再看,那可就是個活生生的女人了。
“看得不嚴,整個宅子一天都亂哄哄的,沒什麼防守。要數最鬧的就是那個小少爺了。你可想好,若是乖巧些的孩子還罷了,你要將那傢伙帶在身邊,我們可沒人會幫你。”
“知道,別廢話了。”
佘氿倚靠在牆邊。這面牆對着的是一條窄窄的小巷,現在也沒人路過,安靜得很。他聲音壓得很低,甚至吵不醒安睡在窩裏的鳥兒。

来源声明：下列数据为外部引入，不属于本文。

PR #300, opened 2024-11-01
updated column copier with proper async and progress bar

StanChe:


rocks-db/src/bin/column_copier/main.rs
```diff
@@ -75,38 +76,60 @@ async fn copy_column_families(
...
                 cf_name,
                 start_column.elapsed().as_secs()
-            );
-        })
+            ));
+        }));
     });
-    for task in tasks {
-        task.await.unwrap();
+    for _ in 0..columns_to_copy.len() {
```
kstepanovdev, line 131: You already awaiting the function in the main(), it cannot be executed partially. Therefore, it's redundant.

rocks-db/src/bin/column_copier/main.rs
```diff
@@ -75,38 +76,60 @@ async fn copy_column_families(
         MigrationState::Last,
     )
     .map_err(|e| e.to_string())?;
+    let mut set = JoinSet::new();
 
-    let tasks = columns_to_copy.iter().cloned().map(|cf_name| {
+    // Create a MultiProgress to manage multiple progress bars
+    let m = Arc::new(MultiProgress::new());
```
kstepanovdev, line 82: Could you please give it a meaningful name?

rocks-db/src/bin/column_copier/main.rs
StanChe: but this function will exit immediately, right? we should join the set somehow, shouldn't we?

kstepanovdev (approved):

“但有人巡夜,直接從這兒翻進去是不可能的。正門下有條縫,一匝寬,定是能塞進一條蛇的。不過門口有隻大黃狗,又兇又醜,你可得小心。”
“他在哪兒?”
“深院裏有個單獨新蓋的小樓,有四層高,是整個院裏最高的建築。那小少爺雖然算不上那種紈絝子弟,嘴卻異常刻毒。有的話連我也是不會說的,他那個年紀,卻能輕易逮住人的傷口猛薅,何況無冤無仇的。這最爲匪夷所思。”

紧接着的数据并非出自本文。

PR #312, opened 2024-11-13
Make big table optional

n00m4d:


nft_ingester/src/bin/slot_persister/main.rs
```diff
@@ -189,9 +190,24 @@ pub async fn main() -> Result<(), Box<dyn std::error::Error>> {
...
+        if let Some(bg_creds) = args.big_table_credentials {
+            Arc::new(BackfillSource::Bigtable(Arc::new(
+                BigTableClient::connect_new_with(bg_creds, args.big_table_timeout)
+                    .await
+                    .expect("expected to connect to big table"),
+            )))
+        } else {
+            Arc::new(BackfillSource::Rpc(rpc_client.clone()))
+        }
+    };
```
StanChe, line 209: please move back after the ctrl+c handler, so the declaration is not far from the usage

StanChe (approved):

解煙說着,同他一併往正門的方向走着。佘氿默默地聽,平淡道:
“例如?”
“開口閉口說那些下人是懶鬼、無賴、喪門星、天殺的、偷餉的賊;又逮着一個小廝欺負,若不順着他的意,就提他那過世的母親;淨給人出難題,做不到就極盡羞辱,字字扎肉。他嘴上沒門,在長輩面前也毫無規矩。還有:今晚飯桌上,一個笨手笨腳的丫鬟不小心把淨手的水灑了些,他反手將滾燙的熱茶向後潑到她臉上,看都不帶看。丫鬟只是慘叫,叫人拉走了,估計會燙掉一層皮下來。但這孩子總是不鬧不怒的,不論說多刻薄的話,做多惡毒的事,都面不改色,如此看來是真沒點人樣。按理說人們說的話,都是爲達到自己的目的,他卻從沒什麼動機似的,單是爲了挖苦而挖苦。”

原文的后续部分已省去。